После того как избили и выгнали злые виноградари всех посланных к ним за плодами, рабов, сказал господин виноградника:
«Что мне делать? Сына моего возлюбленного пошлю; может быть, увидев его, постыдятся».
Но виноградари, увидев его, рассуждали между собою, говоря:
«Это наследник; пойдем, убьем его, и наследство будет наше» (Лк. 20, 13–14).
Вот где конец арифметики, начало высшей математики в догмате. Если Отец, посылая Сына в мир, говорит: «Может быть», то значит, и в этом – в спасении мира, как во всем, – свобода человеческая Промыслом Божиим не нарушается: люди могли убить и не убить Сына, и, если б не убили, весь ход мира был бы иной.
То, что о Мне, приходит к концу. (Лк. 22, 37)
Было два возможных конца, – или мира, или Сына, – и людям надо было сделать мeждy ними выбор. Царство Божие, конец мира, отвергли; выбрали конец Сына.

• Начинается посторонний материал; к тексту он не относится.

PR #753, opened 2023-08-19
Prefer the `SENTRY_RELEASE` environment variable over the package root version

### LINKED ISSUE #623: Precedence order when setting app release
When working with the Symfony SDK I noticed that the app version set in composer.json as below is prioritised over the SENTRT_RELEASE environment variable set in .env file. 

```
{
    "type": "project",
    "license": "proprietary",
    "version": "1.58.1",
    "minimum-stability": "stable",
}
```

The precedence order according to my tests was: 

1. Release set in config/packages/sentry.yaml
2. “Version” tag added to composer.json
3. SENTRY_RELEASE environment variable set in .env

Because only the environment variable and `sentry.yaml` options are documented, I would expect these two to take precedence over all other automatically detected releases. Is this intended behaviour? 

I’m using:
Sentry Symfony SDK v4.2.9
Composer v2.0.9
Symfony v5.4.8 
PHP v7.4.29

ste93cry:
Fixes #623. Since the default value for the `release` option is hardcoded to be the root package version, the `SENTRY_RELEASE` environment variable is never considered unless explicitly referenced in the config by the user. With these changes, the environment variable is used as default value. If its value is an empty string or the variable is not set, the root package version is used as a fallback.

This is technically speaking a change in the behaviour of the config, so it may be worth to document it. Also, this may be considered a bugfix rather than an improvement since it was never intended to prefer the root package version over the environment variable.

### DIFF
--- a/src/DependencyInjection/SentryExtension.php
+++ b/src/DependencyInjection/SentryExtension.php
@@ -5,6 +5,7 @@ declare(strict_types=1);
 namespace Sentry\SentryBundle\DependencyInjection;
 
 use Doctrine\Bundle\DoctrineBundle\DoctrineBundle;
+use Jean85\PrettyVersions;
 use Psr\Log\NullLogger;
 use Sentry\Client;
 use Sentry\ClientBuilder;
@@ -66,6 +67,8 @@ final class SentryExtension extends ConfigurableExtension
     {
         $loader = new Loader\XmlFileLoader($container, new FileLocator(__DIR__ . '/../Resources/config'));
         $loader->load('services.xml');
+
+        $container->setParameter('env(SENTRY_RELEASE)', PrettyVersions::getRootPackageVersion()->getPrettyVersion());
 
         $this->registerConfiguration($container, $mergedConfig);
         $this->registerErrorListenerConfiguration($container, $mergedConfig);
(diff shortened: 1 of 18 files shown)


src/DependencyInjection/SentryExtension.php
```diff
@@ -67,6 +68,8 @@ protected function loadInternal(array $mergedConfig, ContainerBuilder $container
         $loader = new Loader\XmlFileLoader($container, new FileLocator(__DIR__ . '/../Resources/config'));
         $loader->load('services.xml');
 
+        $container->setParameter('env(SENTRY_RELEASE)', PrettyVersions::getRootPackageVersion()->getPrettyVersion());
+
```
Jean85, line 72: Wouldn't this risk the reverse, overriding the env-provided value, depending on the order of configuration loading?

Jean85 (commented):
This env behavior was already documented like this, so I would consider it as a bugfix. But, this wasn't working because the bundle is overriding the default SDK behavior here: https://github.com/getsentry/sentry-php/blob/95d3d3a518010299fc928609ddb05f0067f0b6ac/src/Options.php#L906C1-L906C61

IMHO we should just reverse the priority, and it seems that this PR is doing that... I have a doubt though...

src/DependencyInjection/SentryExtension.php
ste93cry: I agree that it is better to play safe and set the parameter only if it doesn't exist yet. I also refactorized the test case for the fallback to the env var to use a different approach, so now it resembles more closely what would happen by setting an environment variable for real.

Jean85 (approved):

PR #761, opened 2023-09-13
Symfony 7 support

Jean85:
This is a playground to act upon https://github.com/symfony/symfony/issues/51563

Symfony 7 is coming this November, and it will include a type overhaul that will impact the ecosystem, and us too.

In this PR, I tried forcibly upgrading to it, and 968b232 lists all the changes that we need to do; I'll comment them accordingly.

Unfortunately, at least the cache adapters require a `mixed` return type, which is a breaking change. We would need to either duplicate and selectively autoload those classes (as we already did with DBAL v2 vs v3) or do a breaking change, [requiring PHP 8.0 as a minimum](https://caniphp.com/?s=mixed).


src/Tracing/Cache/TraceableCacheAdapterForV2.php
```diff
@@ -40,7 +40,7 @@ public function __construct(HubInterface $hub, AdapterInterface $decoratedAdapte
      *
      * @return mixed
      */
-    public function get(string $key, callable $callback, float $beta = null, array &$metadata = null)
+    public function get(string $key, callable $callback, float $beta = null, array &$metadata = null): mixed
```
Jean85, line 43: This would be a breaking change. 
Selective autoload could be a viable, but messy solution.

src/Tracing/Cache/TraceableTagAwareCacheAdapterForV2.php
```diff
@@ -41,7 +41,7 @@ public function __construct(HubInterface $hub, TagAwareAdapterInterface $decorat
      *
      * @return mixed
      */
-    public function get(string $key, callable $callback, float $beta = null, array &$metadata = null)
+    public function get(string $key, callable $callback, float $beta = null, array &$metadata = null): mixed
```
Jean85, line 44: Same here: this would be a breaking change.
Selective autoload could be a viable, but messy solution.

tests/EventListener/Fixtures/UserWithoutIdentifierStub.php
```diff
@@ -31,4 +31,9 @@ public function getSalt(): ?string
     public function eraseCredentials(): void
     {
     }
+
+    public function getUserIdentifier(): string
+    {
+        return $this->getUsername();
+    }
```
Jean85, line 38: This is a non breaking change, and it's on a test stub. Needed, but not an issue.

src/Tracing/Cache/TraceableCacheAdapterForV2.php
ste93cry: We already have this return type in `TraceableCacheAdapterForV3` 🤔

Jean85: Oh wow you're right! It's probably due to the PSR evolution... But this would mean that Symfony 7 + DBAL 2 is a no-go.

If that's already the case outside of us, that would mean that we're already good as we are!

ste93cry: I don't get what the DBAL has to do with this. Do you mind explaining?

Jean85: Wops sorry, my mistake. This V2 in the name is referring to PSR-16, through Symfony Constracts, right?

ste93cry: Yes, that's correct!

mbabker: > But this would mean that Symfony 7 + DBAL 2 is a no-go.

I know the conversation moved past this, but https://github.com/symfony/symfony/pull/50571 did drop DBAL 2 support in Symfony 7.

tests/EventListener/Fixtures/UserWithoutIdentifierStub.php
ste93cry: Why is this needed? The stub is named `UserWithoutIdentifierStub` to indicate that it doesn't implement the newer `getUserIdentifier()` method, which is something that we definitely need to test on older versions of the framework

src/Tracing/Cache/TraceableTagAwareCacheAdapterForV2.php
ste93cry: Same as above, please revert this change as it's not needed. We have `TraceableTagAwareCacheAdapterForV3` specifically for newer Symfony versions that changed the signature of this method

tests/EventListener/Fixtures/UserWithoutIdentifierStub.php
stof: what is probably needed is to skip the test using that stub when running tests against a version of Symfony where `getUserIdentifier` is part of the interface.

ste93cry: This should already be the case, which is why I don't understand this change. @Jean85 did you do it on purpose because something was broken or just because such a method is required in new versions of the framework?

Jean85: IIRC it was needed to test a codepath that is triggered against older versions of Symfony which do NOT have that method in the interface.

composer.json
```diff
@@ -30,15 +30,17 @@
...
-        "symfony/event-dispatcher": "^4.4.20||^5.0.11||^6.0",
-        "symfony/http-kernel": "^4.4.20||^5.0.11||^6.0",
+        "symfony/config": "6.4.x-dev as 6.4.99",
+        "symfony/console": "6.4.x-dev as 6.4.99",
+        "symfony/dependency-injection": "6.4.x-dev as 6.4.99",
+        "symfony/event-dispatcher": "6.4.x-dev as 6.4.99",
+        "symfony/http-foundation": "6.4.x-dev as 6.4.99",
+        "symfony/http-kernel": "6.4.x-dev as 6.4.99",
         "symfony/polyfill-php80": "^1.22",
         "symfony/psr-http-message-bridge": "^1.2||^2.0",
```
cleptric, line 40:
```suggestion
        "symfony/psr-http-message-bridge": "^1.2||^2.0||^7.0",
```

stof:
what is the goal of this `Force Symfony 6.4-dev` commit ?

ste93cry:
I don't know, but I reverted the changes and added Symfony `7.*` to the test matrix

javiereguiluz:
About this concern from the original PR description:

> "Unfortunately, at least the cache adapters require a mixed return type, which is a breaking change. We would need to either [...] or do a breaking change, requiring PHP 8.0 as a minimum."

FYI, active support for PHP 8.0 ended a year ago and security support will end in 19 days. Also, active support for PHP 8.1 ends in 18 days. See https://www.php.net/supported-versions.php

So, it's probably OK to change the PHP requirements. Thanks!

cleptric:
No, it's not ok to raise the PHP requirement 🙂 

~17% of our users are still below PHP 8.0 https://packagist.org/packages/sentry/sentry-symfony/php-stats#4.

janklan:
> ~17% of our users are still below PHP 8.0

Isn't a new major version release a solution to introducing bc breaks? Why not release a 5.x and let the sloths be sloths?

cleptric:
> > ~17% of our users are still below PHP 8.0
> 
> Isn't a new major version release a solution to introducing bc breaks? Why not release a 5.x and let the sloths be sloths?

Because this is not how Sentry operates, have a look at https://develop.sentry.dev/sdk/philosophy/#compatibility-is-king.

janklan:
> Because this is not how Sentry operates, have a look at https://develop.sentry.dev/sdk/philosophy/#compatibility-is-king.

Yeah, I get that, but releasing a new major version with breaking changes doesn't prevent anyone from maintaining the 4.x branch with legacy code support.

Either way, I assume you guys will work something out to support Symfony 7. Compatibility is king, like you said.

composer.json
```diff
@@ -30,15 +30,15 @@
         "sentry/sdk": "^3.4",
```
evertharmeling, line 30: We should also change this to `"sentry/sdk": "^3.4||^4.0"` as version `3.4` is bound to `symfony/http-client ^4.3|^5.0|^6.0`

ste93cry: There's an open [PR](https://github.com/getsentry/sentry-php-sdk/pull/22) that adds support for Symfony `7.x` to `sentry/sdk:3.x`. We cannot support `sentry/sdk:4.0` yet because it would allow installing the newest SDK, which introduced several breaking changes

cleptric: Nope, this is a BC change. `sentry/sdk: ^3.4` will also gain Symonfy 7 support, no worries.

janklan:
You're on fire, @ste93cry!

Jean85:
We're getting failures due to deprecations on a `--prefer-lowest` job, maybe we should silence deprecations in that case?

ste93cry:
>we should silence deprecations in that case?

There's no need to, I reinstated the dependency on the `symfony/dom-crawler` package that I removed earlier, without realizing that it was required explicitly to avoid those deprecations.

ste93cry (approved):
>we should silence deprecations in that case?

There's no need to, I reinstated the dependency on the `symfony/dom-crawler` package that I removed earlier, without realizing that it was required explicitly to avoid those deprecations. Changes look good now, CI is finally 🟢, so LGTM for me

cleptric (approved):
Thanks @Jean85 & @ste93cry!

PR #767, opened 2023-10-22
Add jobs for PHP `8.3` to the CI

ste93cry:
With PHP `8.3` coming in November 2023, it's time to run the CI for that version as well so that we're ready for its release.

### DIFF
--- a/.github/workflows/static-analysis.yaml
+++ b/.github/workflows/static-analysis.yaml
@@ -19,7 +19,7 @@ jobs:
       - name: Setup PHP
         uses: shivammathur/setup-php@v2
         with:
-          php-version: '8.3'
+          php-version: '8.2'
 
       - name: Install dependencies
         run: composer update --no-progress --no-interaction --prefer-dist
--- a/.github/workflows/static-analysis.yaml
+++ b/.github/workflows/static-analysis.yaml
@@ -19,7 +19,7 @@ jobs:
       - name: Setup PHP
         uses: shivammathur/setup-php@v2
         with:
-          php-version: '8.1'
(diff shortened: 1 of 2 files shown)


.github/workflows/static-analysis.yaml
```diff
@@ -19,7 +19,7 @@ jobs:
       - name: Setup PHP
         uses: shivammathur/setup-php@v2
         with:
-          php-version: '8.1'
+          php-version: '8.3'
```
Jean85, line 22: This is failing, and PHP-CS-Fixer is slow to support newer language versions. We should stick to 8.2 here
```suggestion
          php-version: '8.2'
```

Jean85 (changes requested):

.github/workflows/static-analysis.yaml
ste93cry: >PHP-CS-Fixer is slow to support newer language versions

It makes me sad, but I agree. I wanted to run the tol on PHP `8.3` just for the sake of consistency with the other jobs, but I remember that in the past we had to wait on average a long time for a compatible version to be released

ste93cry:
@cleptric I think it's pointless to retest all PHP versions just to make sure they work without optional packages installed, so I removed some jobs from the GitHub Workflow and changed the matrix so that only the oldest and newest PHP versions of each major are tested. However, as you can see from the following image, some jobs are still flagged as required checks for the CI to pass. Maybe the repo settings need to be adjusted accordingly?

immagine

cleptric:
The required checks haven been removed.

Jean85 (approved):

PR #768, opened 2023-10-23
Update symfony/psr-http-message-bridge dependency

codedmonkey:
The Symfony team is preparing the [psr-http-message-bridge](https://github.com/symfony/psr-http-message-bridge) to be included in the main Symfony release schedule, moving it from the current version 2.3 to version 6.4 and 7.0 simultaneously. This is going to cause issues for developers using Symfony as described in my issue [here](https://github.com/symfony/flex/issues/998).

To fix this, I've added the `^6.4` constraint for the package in composer.json.


ste93cry:
Thanks for submitting this PR, but I'm closing it because it's a duplicate of #750

PR #1384, opened 2020-04-14
References work (hackweek) - team 2

nicksellen:
#### Proposed Changes

* added feedbackPublic field...
* maybe some other stuff...

#### Testing Instructions

*

Fixes #

### DIFF
--- a/modules/references/client/components/create-reference/Feedback.js
+++ b/modules/references/client/components/create-reference/Feedback.js
@@ -1,0 +1,36 @@
+import PropTypes from 'prop-types';
+import React from 'react';
+import { useTranslation } from 'react-i18next';
+
+export default function Feedback({ feedback, onChangeFeedback }) {
+  const { t } = useTranslation('references');
+
+  return (
+    <div className="panel panel-default">
+      <div className="panel-heading">
+        <h4>optionally write some feedback for them</h4>
+      </div>
+      <div className="panel-body">
+        <label htmlFor="feedback-message" className="control-label">
+          {t('Public feedback')}
+        </label>
+        <textarea
+          className="form-control input-lg"
+          rows="7"
+          id="feedback-message"
+          onChange={event => onChangeFeedback(event.target.value)}
+          value={feedback}
+        ></textarea>
+        <span className="help-block">
+          {t('some nice help text')}
+          <br />
+        </span>
+      </div>
+    </div>
+  );
+}
+
+Feedback.propTypes = {
+  feedback: PropTypes.string.isRequired,
+  onChangeFeedback: PropTypes.func.isRequired,
+};
--- a/modules/references/server/controllers/reference.server.controller.js
+++ b/modules/references/server/controllers/reference.server.controller.js
@@ -2,6 +2,7 @@ const mongoose = require('mongoose');
 const _ = require('lodash');
 const path = require('path');
 const util = require('util');
+const config = require(path.resolve('./config/config'));
 const errorService = require(path.resolve(
   './modules/core/server/services/error.server.service',
 ));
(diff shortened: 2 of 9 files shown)


simison:
In this PR there might be some CSS/HTML that you can re-use for free-text part: https://github.com/Trustroots/trustroots/pull/649

There's also HTML/UI work for +1ing people for different tribes. 😁

nicksellen:
Thanks! Also intending to pinch some stuff from https://github.com/Trustroots/trustroots/pull/918 where relevant.

nicksellen:
I split the first bit of work we did off into it's own branch, so it can be reviewed and merged without waiting for the rest of the stuff we're doing ---> https://github.com/Trustroots/trustroots/pull/1385

nicksellen:
Now added initial work on 3rd tab to write the (optional) feedback, without proper labels/hint/title or anything though. A few questions came up for me:
- should it actually be on a 3rd tab
- should it have a checkbox you have to select before getting the text field (to make it a positive action to decide to write some feedback)
- should it be called feedback in the UI
- should you be able to write a feedback whichever options you selected in the previous steps (e.g. we could make it only possible to write feedback if you selected "yes" to the previous question)

simison:
>  should it actually be on a 3rd tab

I think that would make sense so that folks can concentrate on one action at once. Ideally we'd carry on selections done until then as a summary but we can improve this later on. Separate steps also make it easier to build good UI for mobile as each step is more contained.


 > Should it have a checkbox you have to select before getting the text field (to make it a positive action to decide to write some feedback)

This could make sense, yeah. We can keep simple for starters and add that once we get to test the whole flow and if it feels like it needs it?

 > Should it be called feedback in the UI

Would be important to think about copy since it'll direct the nature of this content quite a bit. We can always add extra guidance but even that should be very concise and to the point. I wouldn't hold merging pr tho and change copy separately. You might wanna keep translation functions out (or renamed with `as`) until we have final form.

 > should you be able to write a feedback whichever options you selected in the previous steps (e.g. we could make it only possible to write feedback if you selected "yes" to the previous question)

My gutfeeling tells it's really most insightful for other than "yes" but by leaving it open we can observe how people actually start using it. What made you think it could be available only when answering "yes"?

modules/references/server/controllers/reference.server.controller.js
```diff
@@ -72,8 +73,23 @@ function validateCreate(req) {
     details.userTo = 'userId expected';
   }
 
+  if (_.has(req, ['body', 'feedbackPublic'])) {
+    const feedbackPublic = req.body.feedbackPublic;
```
simison, line 77: What kind of sanitation we should add here?

modules/references/client/components/create-reference/Feedback.js
```diff
@@ -0,0 +1,36 @@
...
+import React from 'react';
+import { useTranslation } from 'react-i18next';
+
+export default function Feedback({ feedback, onChangeFeedback }) {
+  const { t } = useTranslation('references');
+
+  return (
+    <div className="panel panel-default">
+      <div className="panel-heading">
+        <h4>optionally write some feedback for them</h4>
```
simison, line 11: Needs `t()`

modules/references/server/controllers/reference.server.controller.js
nicksellen: See https://github.com/Trustroots/trustroots/pull/1385/files#r409637173

nicksellen: (I split the server change off into a seperate branch/PR)

nicksellen:
I think this would do best to be recreated with just the UI part, in a fresh branch/PR, now https://github.com/Trustroots/trustroots/pull/1385 is merged.

nicksellen:
Closed in favour of https://github.com/Trustroots/trustroots/pull/1413 - which is a cleaned up, tests added, branched from fresh master version of the same work.

PR #1385, opened 2020-04-14
References public feedback

nicksellen:
#### Proposed Changes

* add `feedbackPublic` field for references
* make `recommend` field private

#### Testing Instructions

Fixes #


modules/references/tests/server/reference-create.server.routes.tests.js
```diff
@@ -72,6 +74,7 @@ describe('Create a reference', () => {
                 hostedThem: true,
               },
               recommend: 'yes',
```
edvardmk, line 76: should this still be included?

nicksellen: Yes, as the user will still submit that info, it's just that we won't return it.

modules/references/tests/server/reference-create.server.routes.tests.js
```diff
@@ -605,6 +608,28 @@ describe('Create a reference', () => {
         });
       });
 
+      it.only('[too long public feedback] 400', async () => {
```
mrkvon, line 611: remove `.only`

modules/references/server/controllers/reference.server.controller.js
```diff
@@ -72,8 +73,23 @@ function validateCreate(req) {
     details.userTo = 'userId expected';
   }
 
+  if (_.has(req, ['body', 'feedbackPublic'])) {
+    const { feedbackPublic } = req.body;
```
nicksellen, line 77: Comment from @simison in https://github.com/Trustroots/trustroots/pull/1384#discussion_r409512920

> What kind of sanitation we should add here?

I borrowed the client side part from the report message, which is plaintext and uses `textService.plainText`, so seems a good option here too.

nicksellen:
Thanks for review!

Вот что значит: «жизнь Иисуса, едва начатая, внезапно прервана». Но в эту глубину уже не нашего, человеческого, опыта мы можем только заглянуть и молча пройти мимо, с тем «удивлением-ужасом», о котором сказано:
к высшему познанию (гнозису) первая ступень – удивление.[633]
III
Если в догмате все ясно, как дважды два четыре, что же значит:
Авва, Отче! все возможно Тебе; пронеси чашу сию мимо Меня. (Мк. 14, 36.)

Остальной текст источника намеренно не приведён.